SCALE-UP AND EXPERIMENTAL VALIDATION OF A MATHEMATICAL MODEL OF A PROTON EXCHANGE MEMBRANE FUEL CELL STACK

The implementation and the validation of a mathematical model of a Proton Exchange Membrane Fuel Cell are illustrated. The model was created implementing in C-mex Sfunctions, in Matlab and Simulink environment, theoretical equations founded in literature, describing the common behaviour of a fuel cell in terms of voltage drops and transient phenomena. The dynamic behaviour of the reactant species inside the flow channel and the effect of water content in the membrane are also taken into account.
The equation parameters of the fuel cell were suited to those of a 25 cm² PEM single cell by means of fitting methods in different operative conditions (temperature and inlet gas composition). The model was fully validated by the comparison with the experimental polarisation curves of the 25 cm² PEM single cell.

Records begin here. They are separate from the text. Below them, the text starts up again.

PR #4942, opened 2022-05-06
Fix Safari special character encoding issue

bobwurtz:
Review the contribution guide first at: https://laravel-livewire.com/docs/2.x/contribution-guide

1️⃣ Is this something that is wanted/needed? Did you create a discussion about it first?

Yes - there is an existing [pull request](https://github.com/livewire/livewire/pull/4613) that was closed because it did not include a test. I could not contribute to that branch so I copied the fix for the special character issue provided by [jonneroelofs](https://github.com/jonneroelofs) and added a test.

2️⃣ Did you create a branch for your fix/feature? (Master branch PR's will be closed)

Yes

3️⃣ Does it contain multiple, unrelated changes? Please separate the PRs out.

No

4️⃣ Does it include tests? (Required)

Yes

5️⃣ Please include a thorough description (including small code snippets if possible) of the improvement and reasons why it's useful.

This would fix a common issue with Safari handling special characters differently than Chrome.

```
            if (
                // The value is a supported type, set it in the data, if not, throw an exception for the user.
                is_bool($value) || is_null($value) || is_array($value) || is_numeric($value)
            ) {
                data_set($response, 'memo.data.'.$key, $value);
            } else if(is_string($value)) {
                data_set($response, 'memo.data.'.$key, \Normalizer::normalize($value));
            }
```

The `is_string` check is moved to a separate if statement and normalized.

This is my first time contributing to an open-source project so please let me know if I did anything wrong or if there is something I should do differently in the future. Thanks!

PR #5379, opened 2022-11-22
Add `StringNormalization` support to arrays and collections to fix Safari checksum issues

Balsakup:
Update `StringNormalization` test to prove that special chars are not normalized and break Safari checksum.  
https://github.com/livewire/livewire/pull/4942 don't fix all cases.

### DIFF
--- a/src/HydrationMiddleware/HydratePublicProperties.php
+++ b/src/HydrationMiddleware/HydratePublicProperties.php
@@ -98,9 +98,11 @@ class HydratePublicProperties implements HydrationMiddleware
             ) {
                 data_set($response, 'memo.data.'.$key, $value);
             } else if(is_array($value)) {
+                // The data here needs to be normalised, so that Safari handles special charaters properly without throwing a checksum exception.
                 data_set($response, 'memo.data.'.$key, static::normalizeArray($value));
             } else if(is_string($value)) {
                 data_set($response, 'memo.data.'.$key, \Normalizer::normalize($value));
+                // The data here needs to be normalised, so that Safari handles special charaters properly without throwing a checksum exception.
             } else if ($value instanceof Wireable && version_compare(PHP_VERSION, '7.4', '>=')) {
                 $response->memo['dataMeta']['wireables'][] = $key;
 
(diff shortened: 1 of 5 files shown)


Okipa:
@Balsakup Nice 👍🏻

Seems OK to me, what do you think about this @joshhanley?

joshhanley:
@Balsakup thanks for the PR! All looks good for collections/ arrays/ strings.

What about the scenario where there is an eloquent model (or eloquent collection) which has special chars in attributes, does that break too?

Balsakup:
@joshhanley, I added some tests for the Eloquent collections and models, and everything is working as expected

joshhanley:
@Balsakup thanks! I've been running some performance checks on this to make sure we don't increase the processing time too much. Just waiting on Caleb to have a look too before actioning further 🙂

joshhanley:
So we've run some benchmarks on this PR in comparison to the current master branch, and the results are as follows:

As this PR only affects collections and arrays, so that is what has been tested.

Benchmark 1 - array with 10,000 items and also a collection of that array - running 100 iterations of dehydrate method:

Master:
Total time: 3.125s
Average: 31.25ms

This PR:
Total time: 3.848s
Average: 38.48ms


Benchmark 2 - array with 10 nested arrays of 10,000 items (100,000 items total) and also a collection of that array - running 100 iterations of dehydrate method:

Master:
Total time: 2.692s
Average: 26.92s

This PR:
Total time: 12.956s
Average: 129.56ms

As you can see in the benchmark 1, running a combined total of 20,000 items between the array and the collection, the difference between master and this PR is nominal.

There is a noticeable difference in benchmark 2, between master and this PR, approx 5 times slower. But, that is essentially testing a combined total of 200,000 items between the array and the collection and it's still only ~130ms.



Our conclusion is, that those times are not ideal, but that is likely due to the recursion through the arrays/collections. It's also unlikely that someone will have that much data loaded into a single array.

As such, we are going to merge this, to ensure Safari is properly supported and doesn't throw the checksum issue.

There might be a better place to do this processing, like somewhere where we are already traversing the property data, which could make this more efficient. That's something we can look into in the future.

joshhanley:
Thanks for the PR @Balsakup!

Balsakup:
@joshhanley Thank you so much for accepting my contribution. I am grateful for the opportunity to work with you and contribute to the project.

PR #10061, opened 2026-02-26
[4.x] Fix stale reactive snapshots for overlapping `wire:model.live` requests

cyppe:

This fixes a real runtime failure (`Cannot mutate reactive prop [facets]`) we hit with rapid `wire:model.live` updates in a parent component that passes reactive data to a child. I do not have a prior discussion link for this specific case.

Yes, this is on `cyppe/reactive-prop-race-repro`.

No, this PR is focused on one race-condition fix plus regression coverage for that same bug.

Yes.

## Background
In production, we observed `Cannot mutate reactive prop [facets]` while typing quickly into a parent `wire:model.live` input. The parent updates facet data in `updatedSearch()`, and a child consumes that data via `#[Reactive]` (implemented internally by `BaseReactive`).

## Reproduction on `main`
When two `model.live` updates overlap:
1. Parent request is in-flight.
2. Second `model.live` action is allowed to run in parallel.
3. Because reactive/modelable children are bundled into parent requests, the second bundled request can carry a stale parent snapshot.

Both browser tests intercept outgoing requests and track the parent's snapshot `updateCount`/`count` value sent in each request:
- **stale** (without fix): `[0,0]` — both requests send the same initial snapshot
- **fresh** (with fix): `[0,1]` — second request waits for the first to complete, then sends the updated snapshot

Beyond the snapshot staleness, this also causes **silent state loss**: any server-side accumulation (counters, appended arrays, toggled flags) in `updatedSearch()` processes from stale state, so increments are lost and the child receives reactive prop values that don't reflect the full sequence of updates.

## Root cause
In `js/request/interactions.js`, the current fast-path allows overlapping `model.live` actions to run in parallel whenever both incoming and in-flight actions are `model.live`. That is safe for plain components, but unsafe when either side has reactive/modelable child bindings that depend on fresh parent snapshots.

## Fix
Keep the existing `model.live` parallel fast-path, but only when neither action scope has bound children.

Concretely:
- if both sides are `model.live` **and** neither has bound children: **keep parallel behavior (unchanged, no performance impact)**
- if either side has bound children: defer the incoming action to run after the in-flight message finishes

This uses existing defer/queue behavior and only narrows concurrency in the problematic nested-binding scenario. Components without reactive/modelable children are completely unaffected.

## What this solves
- Prevents stale parent snapshots from being bundled with reactive child commits.
- Makes overlapping requests carry fresh parent snapshot progression (`[0,1]` in the repro).
- Prevents the reactive mutation error path in the rapid-input reproduction.
- Prevents silent state loss from server-side logic processing stale data.

## Tests
Both browser tests type characters with a short pause between them to create overlapping requests while the server delay (`usleep`) keeps the first request in-flight. Each test verifies snapshot freshness deterministically via `Livewire.interceptRequest()`.

- `DUSK_HEADLESS_DISABLED=false phpunit --testsuite=Browser src/Features/SupportReactiveProps/BrowserTest.php`
- `phpunit --testsuite=Unit src/Features/SupportReactiveProps/UnitTest.php`
- `DUSK_HEADLESS_DISABLED=false phpunit --testsuite=Browser src/Features/SupportWireModelingNestedComponents/BrowserTest.php`
- `DUSK_HEADLESS_DISABLED=false phpunit --testsuite=Browser src/Features/SupportInterceptors/BrowserTest.php`
- `DUSK_HEADLESS_DISABLED=false phpunit --testsuite=Browser src/Features/SupportRequestInteractions/BrowserTest.php --filter='test_a_new_component_level_(user|poll)_action'`
- `npm run test:run`

## Notes
- I intentionally did not include built `dist/` assets in this PR; CI workflows build and use artifacts for JS/browser jobs.

If maintainers prefer a different concurrency boundary here (for example, a broader or narrower serialization rule), I would really value feedback and I am happy to revise quickly.


calebporzio:
@claude - can you please do the following:

- resolve merge conflicts
- clean up or simplify code if needed
- add a comment so that it's clear why these conditions exist

calebporzio:
@claude - try again, your last attempt failed in CI. just look at my last message to you and use that

calebporzio:
Thanks @cyppe! I pushed a few maintainer edits to take this over the finish line:

- **Merged `main` in to resolve the conflicts** (the branch had fallen behind; conflicts were just both sides adding sibling test methods to `UnitTest.php` / `BrowserTest.php` — kept both sets).
- **Simplified the `model.live` guard** in `js/request/interactions.js` — flattened the nested conditionals into a single `bothAreModelLive` check.
- **Added comments** explaining *why* a component with reactive/modelable children can't run overlapping `model.live` requests in parallel (otherwise both bundle the same stale parent snapshot).

Verified end-to-end in a real app before/after the fix: without it, two rapid keystrokes both send the stale snapshot (`[0,0]`) and an increment is silently lost; with it, the second request defers and sends fresh state (`[0,1]`). Unit + browser suites for `SupportReactiveProps` and `SupportRequestInteractions` all green.

The diff against `main` is back to the original 3 files. 🙏

joshhanley (approved):
Looks good to me! I do wonder whether the `componentHasBoundChildren()` helper should be on the component itself, so then we can call `action.component.hasBoundChildren()` or in the supports reactive code, rather than directly in `interactions.js`. But that's just a nitpick. Makes sense to not let requests run in parallel if they have reactive children.

calebporzio:
Traced this end-to-end — the `model.live` parallel fast-path was letting a second keystroke compile against a stale parent snapshot whenever reactive/modelable children were bundled into the request. Serializing just that case (and leaving plain components fully parallel) is the right boundary, and the deferred action can't be lost since every terminal path (`cancel`/`failure`/`error`) re-fires via `invokeOnFinish` after `mergeNewSnapshot`. Ready to merge; @joshhanley's `hasBoundChildren()` nitpick can land as a follow-up. Thanks @cyppe!

PR #10062, opened 2026-02-26
[4.x] Fix $-prefixed expressions not routing to Livewire inside Alpine scope

people-sea:

Yes. This fixes a regression in 4.2 where $-prefixed expressions (like $set, $toggle) inside Alpine scope get intercepted instead of routing to Livewire. Reported in            
  filamentphp/filament#19354.       

Yes

No


Yes

  getAlpineScopeKeys() in the evaluator was collecting $-prefixed keys (like $set, $get) from Alpine's data stack. This caused expressions like $set('foo', 'bar') to be treated as
   Alpine scope calls instead of being contextualized to $wire.$set('foo', 'bar').                                                                                                 
                                                                                                                                                                                   
  Fix: skip keys starting with $ when collecting Alpine scope keys.

```js
  // before
  if (! keys.includes(key)) keys.push(key)

  // after
  if (! keys.includes(key) && ! key.startsWith('$')) keys.push(key)
```

### DIFF
--- a/js/evaluator.js
+++ b/js/evaluator.js
@@ -9,7 +9,7 @@ function getAlpineScopeKeys(el) {
         if (currentEl._x_dataStack) {
             for (let scope of currentEl._x_dataStack) {
                 for (let key of Object.keys(scope)) {
-                    if (! keys.includes(key)) keys.push(key)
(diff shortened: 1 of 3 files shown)


calebporzio:
Thanks!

In order to obtain a tool that described the transient behaviour of a larger power system (e.g. For distributed (co)generation or transportation application) a thermal management unit was added referring to arcotronics penta h2, a 5 kw power system available in environment park hydrogen system laboratory. The main parameters describing the fuel cell behaviour were then suited to the new configuration and their influence on the scaling-up was analysed obtaining a study of the most critical factors in fuel cell operation.